Le 9 mars 2018, le Conseil fédéral choisit la première solution, via un arrêté de planification. Cette solution est adoptée parce qu’il s’agit ici « d’un point essentiel de la politique de sécurité » de la Suisse, que ce mode de fonctionnement a déjà été utilisé pour l’acquisition des Hornet en 1993 et la tentative d’achat des Gripen en 2014, c’est en réponse à une demande du Parlement et enfin, il s’agit aussi de « respecter l’esprit démocratique suisse », explique le DDPS. Si le Parlement confirme ce choix et approuve cet arrêté, celui-ci pourra faire l’objet d’un référendum auprès des citoyens suisses.
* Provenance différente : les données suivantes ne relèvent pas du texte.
PR #441, opened 2022-01-11
chore: Updated dependencies to use PostCSS 8

bentleyvk:
Fix for https://github.com/iTwin/iTwinUI/security/dependabot/yarn.lock/postcss/open
image

Ok, I saw this and I don't know what to do...
image

### DIFF
--- a/package.json
+++ b/package.json
@@ -69,13 +69,15 @@
     "husky": "=4",
     "lint-staged": "^11.2.6",
     "node-sass": "^5.0.0",
-    "postcss": "^8.2.15",
+    "postcss": "^8.4.5",
     "postcss-cli": "^8.3.1",
-    "postcss-discard-comments": "^4.0.2",
+    "postcss-discard-comments": "^5.0.1",
+    "postcss-html": "^1.3.0",
     "prettier": "^2.4.1",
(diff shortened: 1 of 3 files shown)


package.json
```diff
@@ -69,13 +69,15 @@
     "husky": "=4",
     "lint-staged": "^11.2.6",
     "node-sass": "^5.0.0",
-    "postcss": "^8.2.15",
+    "postcss": "^8.4.5",
     "postcss-cli": "^8.3.1",
-    "postcss-discard-comments": "^4.0.2",
+    "postcss-discard-comments": "^5.0.1",
+    "postcss-html": "^1.3.0",
```
bentleyvk, line 75: image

Si un référendum doit se tenir, il sera organisé, au plus tard, en 2020, puisque c’est au cours de cette période que le vainqueur de la compétition doit être désigné.

Le 6 juillet 2018, une nouvelle étape est franchie avec l’envoi par Armasuisse (office fédéral des marchés publics de la défense) d’une demande d’offre à cinq constructeurs aéronautiques. Ces demandes ont été transmises à Boeing avec le F/A-18E/F Super Hornet Block III, à Lockheed Martin avec le F-35A Lightning II, Airbus Defence & Space avec l'Eurofighter Typhoon (ici vendu par l'Allemagne), Saab avec le JAS-39E/F Gripen et enfin Dassault Aviation avec le Rafale C/B au standard F3-R.

Les offres doivent contenir, entre autres, « le calcul du nombre d’avions requis selon le constructeur pour accomplir les missions de l’armée de l’air suisse (et notamment de faire voler quatre avions en permanence pendant quatre semaines) », le « prix pour 40 et 30 avions, frais logistiques et engins guidés », des « informations et propositions de coopération entre forces armées et autorités de passation des marchés » ainsi que des « indications quant à la possibilité de compensations ».

Ces dossiers réceptionnés par la Suisse, ils sont évalués en fonction de quatre critères principaux. Le premier point, qui compte pour 55% de l'évaluation, se focalisera sur « l'efficacité (opérationnelle, autonomie) ». Le second volet, pour 25%, prendra en compte « l'assistance produit (facilité d’entretien, autonomie dans l’assistance) ». Enfin, sera aussi étudié la « coopération » (10%) et les « compensations directes » (10%). Outre les capacités propres de chaque avion, cette compétition doit aussi prendre en compte le coût d'achat et l’entretien.

Six mois plus tard, en janvier 2019, les cinq candidats ont répondu présents à la compétition en transmettant leur proposition. Ces réponses permettent aux experts d’Armasuisse de débuter la phase d’analyse et d’essais des offres et des avions de combat. Ainsi, entre février et mars 2019, les spécialistes d’Armasuisse se sont rendus chez les constructeurs afin de tester les appareils sur simulateur et de procéder à des audits. Ces derniers, réalisés par la force aérienne du pays qui utilise l’avion, ont pour objectif de présenter « l’exploitation et la maintenance des avions ainsi que le déroulement de la formation » et d’étudier les réponses des fabricants aux questions posées par Armasuisse dans le dossier à renvoyer. La seconde partie de cette phase prévoit donc des essais en vol de tous les avions de combat depuis Payerne, entre avril et mai 2019.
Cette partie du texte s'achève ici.